The Effects of Gender on Human Event-Related Potentials
Faculty Mentor: Scott C. Steffensen, Psychology
Specific components of the human averaged visual evoked potential (VEP) are task-related. As
observers scan a visual scene, they use two main types of visual object search: parallel and serial
(Luck and Hillyard 1994). Parallel processing is where the object seems to “pop-out” to the
observer, while serial processing requires searching. In this study, two targets were used that
were previously characterized as parallel or serial (Salyer 2001) to study their differential
effects on late VEP components.
Gender-related differences in relation to the early components of event-related potentials (ERPs)
have often been seen with either lower amplitudes in males and/or shorter latencies in females
(Mitchell, Howe et al. 1987; Ehlers, Wall et al. 2001). The aim of this investigation was to
further evaluate these effects of gender on ERPs with an emphasis on the late VEP components,
particularly the P300 and N400.
In these experiments, volunteer subjects’ electroencephalographic (EEG) activity and reaction
time were recorded for a paradigm of relevant, irrelevant or standard visual stimuli. The set-up
of these subjects included attaching an electrode to the back of the head in the area of the
occipital lobe and checking for good impedance (<5000 Ohms). This part of the experiment was
usually the only time we would encounter problems, usually because the connection wasn’t
solid. For the most part though, this problem was easily fixed by replacing the electrode.

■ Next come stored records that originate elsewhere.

PR #170, opened 2024-08-12
Pass site_config as an optional arg.

bprashanth:
This change passes a path to a `site_config` into `vite.js`'s `proxyOptions` so callers that don't have a standard `sites/` layout (eg frappe press dashboard - potentially any caller using `frappe-ui` as a lib) can configure the `webserver_port`.

Also includes basic node test run via `node --test vite.test.js`.


surajshetty3416:
@bprashanth please resolve conflicts and reopen if needed

PR #173, opened 2024-08-16
feat: Tree Component

GursheenK:
#### Description
Added a Tree Component which takes an object containing nested data to be rendered as a tree. 

#### Props 
1. **node** - root node ie. complete tree data where each node consists of the label and and it's children which are then used to recursively render the sub-trees. 

2. **options** - Options to change the `rowHeight`, `indentWidth` and `showLines` properties of the Tree.

#### Slots
Added slots to override the label, icon or the complete node. Documented the slot usage and all other details in the Storybook docs.

<br>

<details>

<summary> Screen Recording </summary>

<br>

https://github.com/user-attachments/assets/1cc5f169-cc8b-4624-8023-f2db4b45d3c3

</details>


src/components/Tree/Tree.vue
```diff
@@ -0,0 +1,136 @@
...
+const props = withDefaults(
+  defineProps<{
+    node: TreeNode
+    options?: TreeOptions
+  }>(),
+  {
+    options: () => ({
+      rowHeight: '25px',
+      indentWidth: '20px',
+      showLines: true,
```
ruchamahabal, line 95: should we call this `showLevelMarkers` instead of showLines?

src/components/types/Tree.ts
```diff
@@ -0,0 +1,10 @@
+export type TreeNode = {
+  label: string
```
ruchamahabal, line 2: Should we also have a `nodeKey` in tree (like `rowKey` in list) since titles of 2 nodes could be same

ruchamahabal (changes requested):

ruchamahabal:
> . Although it is functional, unsure where to add this to maintain a clear separation between Frappe-specific and other components.

We can have a separate folder "frappe" under components for frappe specific components

surajshetty3416 (approved):
LGTM

PR #177, opened 2024-08-22
fix: increase Tooltip's z-index to avoid overlap

ruchamahabal:
Currently, the tooltip z-index is 10. Gets hidden by other layers having z-index. Popover has a z-index of 100: https://github.com/frappe/frappe-ui/blob/96ecd6adf3669bd231e59ee442ac9fb3711a840d/src/components/Popover.vue#L20
Bumping it up for Tooltip too

image

**After**

image


NagariaHussain:
https://fantinel.dev/css-isolation-property

ruchamahabal:
> [fantinel.dev/css-isolation-property](https://fantinel.dev/css-isolation-property)

Yup, this helps too! But 10 is very low, so bumped it up to be consistent with Popover.

PR #195, opened 2024-10-16
feat: Init dark mode

surajshetty3416:
- Added Espresso colors and variables. [Espresso Figma](https://www.figma.com/community/file/1407648399328528443)
	Screenshot 2024-10-16 at 11 04 48 AM
- Using `data-theme='dark'` as selector instead of `dark` class as it looks more semantic and might rarely create conflict.

#### Usage:
- Example components are from Espresso Figma file.
- Setting variable class will work for both light and dark mode.
- In your app, you'll have to create a toggler that toggles the `data-theme` attribute on root from "light" to "dark"

**Example 1**: 
So now for following style we would use `bg-surface-blue-2` class instead of `bg-blue-500` 
Screenshot 2024-10-16 at 11 06 34 AM

**Example 2:**
use `border-outline-green-2` class instead of `border-green-500` 
Screenshot 2024-10-16 at 11 12 59 AM

moved from [Builder](https://github.com/frappe/builder)


surajshetty3416:
[Refactored Badge component](https://github.com/frappe/frappe-ui/pull/195/commits/625f8eb80d913515cdad639fc61b1eb830d6b39f) as an example to make it DM compatible. 
I'll merge this for now so that others can start using the espresso variables in new components.

We'll also have to refactor existing components one-by-one.

PR #207, opened 2024-10-23
fix(pageMeta): Don't access `document` in top-level

cogk:
Improve compatibility with tools that set the `document` global to undefined while pre-rendering/SSR (e.g. Nitro).

https://stackoverflow.com/questions/46058544/document-is-not-defined-in-nuxt-js


netchampfaris:
@cogk

Hey are you able to use `frappe-ui` in a nuxt project with this change?

PR #217, opened 2024-11-16
fix: dialog action context object

netchampfaris:
- earlier context object was passed, but mistakenly got changed into close function being passed directly
- fix types

#### Before
```
<Dialog :actions="[
 {
  label: 'Submit',
  onClick(close) {
    close() // close dialog
  }
 }
]">
```

#### After
```
<Dialog :actions="[
 {
  label: 'Submit',
  onClick({ close }) {
    close() // close dialog
  }
 }
]">
```

### DIFF
--- a/src/components/Dialog.vue
+++ b/src/components/Dialog.vue
@@ -116,13 +116,13 @@
               </slot>
               <div
                 class="px-4 pb-7 pt-4 sm:px-6"
-                v-if="dialogActions.length || $slots.actions"
+                v-if="actions.length || $slots.actions"
               >
                 <slot name="actions" v-bind="{ close }">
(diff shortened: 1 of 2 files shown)


src/components/Dialog.vue
```diff
@@ -209,15 +212,16 @@ watch(
       let loading = ref(false)
       return {
         ...action,
-        loading,
+        loading: loading.value,
```
ruchamahabal, line 215: This breaks reactivity IIRC. Even I had tried changing it to be mapped to value

netchampfaris: @ruchamahabal Thanks for pointing out, fixed.

PR #228, opened 2024-11-28
fix: add onClick with route in breadcrumb

RitvikSardana:
**Issue:**
image

Currently when the we add a route along with onClick property to a "breadcrumb", the route takes the precedence, as shown below.
image
This results in a problem where we want to trigger a function while clicking on a breadcrumb.

But if we just add onClick and remove the "route" property like this
image

Then the breadcrumb results in a button
image

which is a bad UI.

**Result**
1.  API
image

2.  Both focus and hover classes has been made inherit
image

### DIFF
--- a/src/components/Breadcrumbs.vue
+++ b/src/components/Breadcrumbs.vue
@@ -60,11 +60,10 @@
 </template>
 <script setup lang="ts">
 import { useWindowSize } from '@vueuse/core'
-import { computed } from 'vue'
+import { computed, h } from 'vue'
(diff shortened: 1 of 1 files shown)


netchampfaris:
This is not the correct fix. The idea is to render a normal button and not frappe-ui Button instead of removing styles from Button explicitly.

Fixed here: https://github.com/frappe/frappe-ui/commit/c89f7068ddbfdebe1f29456b1992fb0f6f87aba3

PR #1226, opened 2025-10-02
fix(community): Handle `UnicodeDecodeError` in GmailSearch and ensure header robustness

### LINKED ISSUE #1030: UnicodeDecodeError when decoding message body with non-UTF-8 encoding
Hi team,

First, thank you for your work on this integration — it's been very helpful.

I'm encountering a `UnicodeDecodeError` when using the `GmailSearch` tool to retrieve and parse messages. The error occurs in the `_parse_messages` method when the message body is decoded as UTF-8, but the actual encoding of the message is different (e.g., Latin-1 or Windows-1252). Here's the traceback:

```
UnicodeDecodeError: 'utf-8' codec can't decode byte 0xc1 in position 13503: invalid start byte
```

The issue seems to happen at this line (from `gmail/search.py`):
```
message_body = email_msg.get_payload(decode=True).decode("utf-8")
```
While multipart messages have a fallback to Latin-1 decoding, non-multipart messages are always decoded as UTF-8, which can cause the tool to crash when the content is in a different encoding.

To improve robustness, I recommend wrapping the decoding step with a fallback,  more general solution could try multiple encodings or use `errors="replace"` or `errors="ignore"` to avoid hard crashes on malformed characters.

Let me know if you'd like me to open a PR with a patch.

Thanks again!

RONAK-AI647:
## Description

This PR resolves a critical vulnerability in the **GmailSearch** tool's message parsing logic that caused the tool to crash when encountering real-world email data like encode-decode and fetching sender's `subject/from`.

## Relevant issues

Fixes #1030

## Type

🐛 Bug Fix
🧹 Refactoring

## Changes(optional)

1. **Fix 1 : `UnicodeDecodeError` (Fixes #1030)**

Added errors="replace" to the decoding call for non-multipart message bodies. This will gracefully replace the invalid bytes with a placeholder characters instead of raising a fatal` UnicodeDecodeError`

2. **Fix 2: Header ` NoneType`  Crash (This is a new thing i found while I was testing this issue)**

The code fetched headers `(email_msg["Subject"])` which returned None when the header was missing. A downstream function (either **clean_email_body** or later string processing) then attempted to call a string method (like .replace()) on that None object, causing an **AttributeError: 'NoneType'** object has no attribute 'replace'.

**solution:** Added a check to safely convert any missing header value (None) to an empty string ("") upon retrieval.

## Testing(optional)

To be added after maintainers' initial review .
## Note(optional)

1. PR only touches code within the community package.
4. Changes are backwards compatible.

### DIFF
--- a/libs/community/langchain_google_community/gmail/search.py
+++ b/libs/community/langchain_google_community/gmail/search.py
@@ -89,8 +89,8 @@ class GmailSearch(GmailBaseTool):
 
             email_msg = email.message_from_bytes(raw_message)
 
-            subject = email_msg["Subject"]
-            sender = email_msg["From"]
+            subject = email_msg["Subject"] or ""
+            sender = email_msg["From"] or ""
 
             message_body = ""
             if email_msg.is_multipart():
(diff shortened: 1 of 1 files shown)


libs/community/langchain_google_community/gmail/search.py
```diff
@@ -89,8 +89,8 @@ def _parse_messages(self, messages: List[Dict[str, Any]]) -> List[Dict[str, Any]
 
             email_msg = email.message_from_bytes(raw_message)
 
-            subject = email_msg["Subject"]
-            sender = email_msg["From"]
+            subject = email_msg["Subject"] or ""
```
lkuligin: nits: you can just use `email_msg.get("Subject", "")` here

RONAK-AI647: i agree , this is robust and more pythonic, i will update it

PR #1248, opened 2025-10-16
feat(vertex): support standard content

ccurme:
Requires https://github.com/langchain-ai/langchain/pull/33521

### DIFF
--- a/libs/vertexai/tests/integration_tests/test_chat_models.py
+++ b/libs/vertexai/tests/integration_tests/test_chat_models.py
@@ -1506,7 +1506,7 @@ def test_multimodal_pdf_input_gcs(multimodal_pdf_chain: RunnableSerializable) ->
 @pytest.mark.release
 def test_multimodal_pdf_input_url(multimodal_pdf_chain: RunnableSerializable) -> None:
     # TODO: parallelize with gcs and b64 tests
-    url = "https://abc.xyz/assets/95/eb/9cef90184e09bac553796896c633/2023q4-alphabet-earnings-release.pdf"
+    url = "https://www.w3.org/WAI/ER/tests/xhtml/testfiles/resources/pdf/dummy.pdf"
     # URL
     response = multimodal_pdf_chain.invoke({"image": url})
     assert isinstance(response, AIMessage)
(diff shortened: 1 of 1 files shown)


libs/vertexai/langchain_google_vertexai/_compat.py
```diff
@@ -0,0 +1,82 @@
+"""Go from v1 content blocks to VertexAI format."""
```
ccurme, line 1: Adapted from langchain_google_genai._compat

libs/vertexai/langchain_google_vertexai/_compat.py
```diff
@@ -0,0 +1,82 @@
...
+    Returns:
+        List of dictionaries in VertexAI content format.
+    """
+    new_content: list = []
+    for block in content:
+        block_dict = dict(block)  # (For typing)
+
+        # TextContentBlock
+        if block_dict["type"] == "text":
+            new_block = {"type": "text", "text": block_dict.get("text", "")}
```
ccurme, line 26: We translate to langchain v0 format here instead of native Vertex (v0 -> native is already taken care of inside ChatVertexAI)

libs/vertexai/langchain_google_vertexai/_compat.py
```diff
@@ -0,0 +1,82 @@
...
+                if "signature" in extras:
+                    new_block = {
+                        "thought": True,
+                        "text": block_dict.get("reasoning", ""),
+                        "thought_signature": extras["signature"],
+                    }
+                    new_content.append(new_block)
+                # else: skip reasoning blocks without signatures
+                # TODO: log a warning?
+            # else: skip reasoning blocks without extras
```
ccurme, line 45: @mdrxy I think there are two issues with how reasoning is done here.

First is that we should in general translate `reasoning` blocks to `thinking` blocks and pass them back. See the `test_chat_vertexai_gemini_thinking_auto_include_thoughts` test for an example of how to engage thinking output.

The second issue is that from what I can tell, thought signatures appear on two types of Gemini content
1. function calls
2. text blocks, including those without `thought: True`.

Examples:
```
contents {
  role: "model"
  parts {
    text: "Let's use the get_weather tool..."
    thought: true
  }
  parts {
    function_call {
      name: "get_weather"
      args {
        fields {
          key: "location"
          value {
            string_value: "London"
          }
        }
      }
    }
    thought_signature: "..."
  }
}
```
---
```
content {
    role: "model"
    parts {
      text: "I want to convey helpfulness and that I'm ready to assist further when needed..."
      thought: true
    }
    parts {
      text: "You're welcome! If you have any other questions, feel free to ask."
      thought_signature: "..."
    }
  }
```
So my first instinct would be to include these as `extras` on tool_call blocks and text blocks. Right now we search for them on `thinking` blocks, but from what I can tell this is never engaged: https://github.com/langchain-ai/langchain/blob/31718492c7aaa9430691696808a66f5053bf7a39/libs/core/langchain_core/messages/block_translators/google_genai.py#L424-L431

PR #1274, opened 2025-11-01
fix(genai): Set `propertyOrdering` in schema by default when performing structured output

### LINKED ISSUE #1105: Set propertyOrdering in schema by default when performing structured output
Do we know if the current implementation of langchain-google uses the [propertyOrdering](https://ai.google.dev/gemini-api/docs/structured-output#property-ordering) schema from google gemini API?

Can we implement the [default ordering to generate ](https://github.com/langchain-ai/langchain-google/blob/063f9ee06789e1291ffef8ba6452290e8dedd694/libs/genai/langchain_google_genai/chat_models.py#L1903)the value of this field to be the order of fields in the pydantic object? 

This is how google genai client [internally does it](https://github.com/googleapis/python-genai/blob/214d01790b5fa9c008e150f0ffb77c4c363d9124/google/genai/_transformers.py#L781) as well.

This would improve quality of generations as well when properties have a useful ordering and its natural to define the order within the pydantic object rather than to define it explicitly with this property. Langchain should handle this internally

RONAK-AI647:
## Description

Langchain-google did not have the implementatation of propertyOrdering Schema from google gemini API.
This PR implements the automatic generation of the` propertyOrdering` field when using Pydantic models with Gemini's JSON Mode **(json_mode or json_schema).**

It introduces a new` boolean` parameter,` force_property_ordering`, to the **ChatGoogleGenerativeAI.with_structured_output method.**
## Relevant issues

Fixes #1105
## Type

🆕 New Feature
🧹 Refactoring

## Changes(optional)

1) New Parameter added ( force_property_ordering: bool = False)
2) Made Pydantic Field Extraction: Inside the json_mode/json_schema
3) : The extracted field_order list is inserted into the generated schema_json dictionary using the correct API key: schema_json['propertyOrdering'] = field_order.

### DIFF
--- a/libs/community/langchain_google_community/bq_storage_vectorstores/_base.py
+++ b/libs/community/langchain_google_community/bq_storage_vectorstores/_base.py
@@ -89,17 +89,19 @@ class BaseBigQueryVectorStore(VectorStore, BaseModel, ABC):
         filter: Optional[Dict[str, Any]] = None,
         **kwargs: Any,
     ) -> List[Document]:
-        """Search documents by their ids or metadata values.
+        """Search documents by their IDs or metadata values.
 
         Args:
-            ids: List of ids of documents to retrieve from the vectorstore.
+            ids: List of IDs of documents to retrieve from the `VectorStore`.
             filter: Filter on metadata properties, e.g.
-                            {
-                                "str_property": "foo",
-                                "int_property": 123
-                            }
+                ```json
+                {
+                    "str_property": "foo",
+                    "int_property": 123
+                }
+                ```
         Returns:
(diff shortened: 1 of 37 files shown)


RONAK-AI647:
@lkuligin , @mdrxy , take a look

mdrxy:
I think this may no longer be necessary with the new improvements just announced to structured output via their API -- see #1288

Maybe useful for old version?

RONAK-AI647:
@mdrxy , I see the latest changes. Yeah , it could work for the older version but the new changes are best in itself. You can go ahead and close this pr .

PR #1288, opened 2025-11-05
feat(genai): improved structured output

mdrxy:
https://blog.google/technology/developers/gemini-api-structured-outputs/
https://ai.google.dev/gemini-api/docs/structured-output


libs/genai/langchain_google_genai/chat_models.py
```diff
@@ -2430,7 +2548,7 @@ def with_structured_output(
         self,
         schema: Union[Dict, Type[BaseModel]],
         method: Optional[
-            Literal["function_calling", "json_mode", "json_schema"]
+            Literal["function_calling", "json_mode", "json_schema", "json_schema_v2"]
```
ccurme: I'd consider controlling this with another kwarg (or even just replacing json_schema with v2 if we're not losing any functionality). we effectively standardize around these methods; `"json_schema"` typically means "provider-native feature". so we could just update the implementation to use v2, or introduce a separate kwarg that would let you toggle between v1 and v2.

libs/genai/langchain_google_genai/chat_models.py
```diff
@@ -1810,8 +1892,26 @@ class Joke(BaseModel):
...
+    response_json_schema: Optional[Dict[str, Any]] = None
+    """Enhanced structured output schema supporting unions (`anyOf`) and recursive
+    schemas (`$ref`).
+    
+    !!! warning
+    
+        When both `response_schema` and `response_json_schema` are provided,
+        `response_json_schema` takes precedence.
+    
+    Replaces `response_schema` for expanded JSON Schema support including:
```
ccurme: here too, we could just update the implementation in a minor release. I'm less opposed to introducing another attribute here, since these are already specific to Google GenAI, but wondering if it's necessary to maintain both.

PR #1293, opened 2025-11-07
fix: `base_url` behavior, and improve checks and docstrings for `base_url` and `api_transport` behavior

mdrxy:


libs/vertexai/langchain_google_vertexai/_base.py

Preceding the test run, the each subject was instructed and viewed each type of stimuli and
performed a practice run.
From this paradigm, the relevant and irrelevant stimuli evoked late VEP components, including
the P300, N400, late-positive (LP), and late-negative (LN) potentials that were task-specific and
well-discriminated from those of the standard stimulus. The occurrence of the N400 VEP
component, seen most prominently and often exclusively in association with the irrelevant
stimulus, was unexpected; the N400 is usually implicated in processing wherein novel or
unexpected stimuli are presented. As seen in Figure 1, the P300 and N400 amplitudes were
significantly greater in females than in males in both the relevant and irrelevant stimuli. In
addition, the P300 latencies were shorter in females than males, similar to what others have
reported. However, when compared to a similar motivation experiment, male VEPs approached
those of females.
These results indicate that the N400 can be elicited in tasks requiring symbolic processing of
irrelevant, but not unexpected, stimuli and that females process distracting information
differently than males. Furthermore, motivational significance of the stimulus/response can
modulate specific components of the VEP, perhaps via the enhancement of attentional resources.
5 µV-200 5 µV
0 400 800 1200 0 400 800 1200
TIME (ms) TIME (ms)
8 * 6
P300 N400 LP LN P300 N400 LP LN
Figure 1–The late components of the visual evoked potential are sensitive to gender. (A) This graph shows
superimposed averaged VEPs elicited by presentation of the Relevant stimulus and collapsed by gender. The
amplitude of the P300 and N400 components of the Relevant VEP waveform appear greater in females than males.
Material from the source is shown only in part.